#### [Problem statement]
Could you return every record below without changing a word?

#### [The records]

PR #1895, opened 2021-06-18
Outbrain adapter: overwrite tagid only if it exists

rokostik:
Hey,

this PR changes the adapter so that the the imp tagid is overwritten with the ext tagid only if it exists.

### DIFF
--- a/adapters/outbrain/outbrain.go
+++ b/adapters/outbrain/outbrain.go
@@ -43,8 +43,10 @@ func (a *adapter) MakeRequests(request *openrtb2.BidRequest, requestInfo *adapte
 			errs = append(errs, err)
 			continue
 		}
-		imp.TagID = outbrainExt.TagId
-		reqCopy.Imp[i] = imp
+		if outbrainExt.TagId != "" {
+			imp.TagID = outbrainExt.TagId
+			reqCopy.Imp[i] = imp
+		}
 	}
 
 	publisher := &openrtb2.Publisher{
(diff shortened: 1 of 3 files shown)


adapters/outbrain/outbrain.go
```diff
@@ -43,8 +43,10 @@ func (a *adapter) MakeRequests(request *openrtb2.BidRequest, requestInfo *adapte
 			errs = append(errs, err)
 			continue
 		}
-		imp.TagID = outbrainExt.TagId
-		reqCopy.Imp[i] = imp
+		if outbrainExt.TagId != "" {
```
SyntaxNode, line 46: Please add a new json test for this condition, to be sure the tests cover both tagid = "" and tagid = "<something else>"

hhhjort (approved):
LGTM

adapters/outbrain/outbraintest/supplemental/optional_params.json
```diff
@@ -26,6 +27,8 @@
         }
       }
     ],
+    "bcat": ["should-be-overwritten"],
```
mansinahar, line 30: Not sure why are `bcat` and `badv` values are same as `tagid` in this test.. If the intention was to just assign these some string values and have nothing to do with `tagid`, I'd suggest replacing it with some other string values so that it's not confusing with the `tagid` having the same value

mansinahar (approved):

guscarreon (approved):
LGTM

#### [Written response]
PR #1895, opened 2021-06-18
Outbrain adapter: overwrite tagid only if it exists

rokostik:
Hey,

this PR changes the adapter so that the the imp tagid is overwritten with the ext tagid only if it exists.

### DIFF
--- a/adapters/outbrain/outbrain.go
+++ b/adapters/outbrain/outbrain.go
@@ -43,8 +43,10 @@ func (a *adapter) MakeRequests(request *openrtb2.BidRequest, requestInfo *adapte
 			errs = append(errs, err)
 			continue
 		}
-		imp.TagID = outbrainExt.TagId
-		reqCopy.Imp[i] = imp
+		if outbrainExt.TagId != "" {
+			imp.TagID = outbrainExt.TagId
+			reqCopy.Imp[i] = imp
+		}
 	}
 
 	publisher := &openrtb2.Publisher{
(diff shortened: 1 of 3 files shown)


adapters/outbrain/outbrain.go
```diff
@@ -43,8 +43,10 @@ func (a *adapter) MakeRequests(request *openrtb2.BidRequest, requestInfo *adapte
 			errs = append(errs, err)
 			continue
 		}
-		imp.TagID = outbrainExt.TagId
-		reqCopy.Imp[i] = imp
+		if outbrainExt.TagId != "" {
```
SyntaxNode, line 46: Please add a new json test for this condition, to be sure the tests cover both tagid = "" and tagid = "<something else>"

hhhjort (approved):
LGTM

adapters/outbrain/outbraintest/supplemental/optional_params.json
```diff
@@ -26,6 +27,8 @@
         }
       }
     ],
+    "bcat": ["should-be-overwritten"],
```
mansinahar, line 30: Not sure why are `bcat` and `badv` values are same as `tagid` in this test.. If the intention was to just assign these some string values and have nothing to do with `tagid`, I'd suggest replacing it with some other string values so that it's not confusing with the `tagid` having the same value

mansinahar (approved):

guscarreon (approved):
LGTM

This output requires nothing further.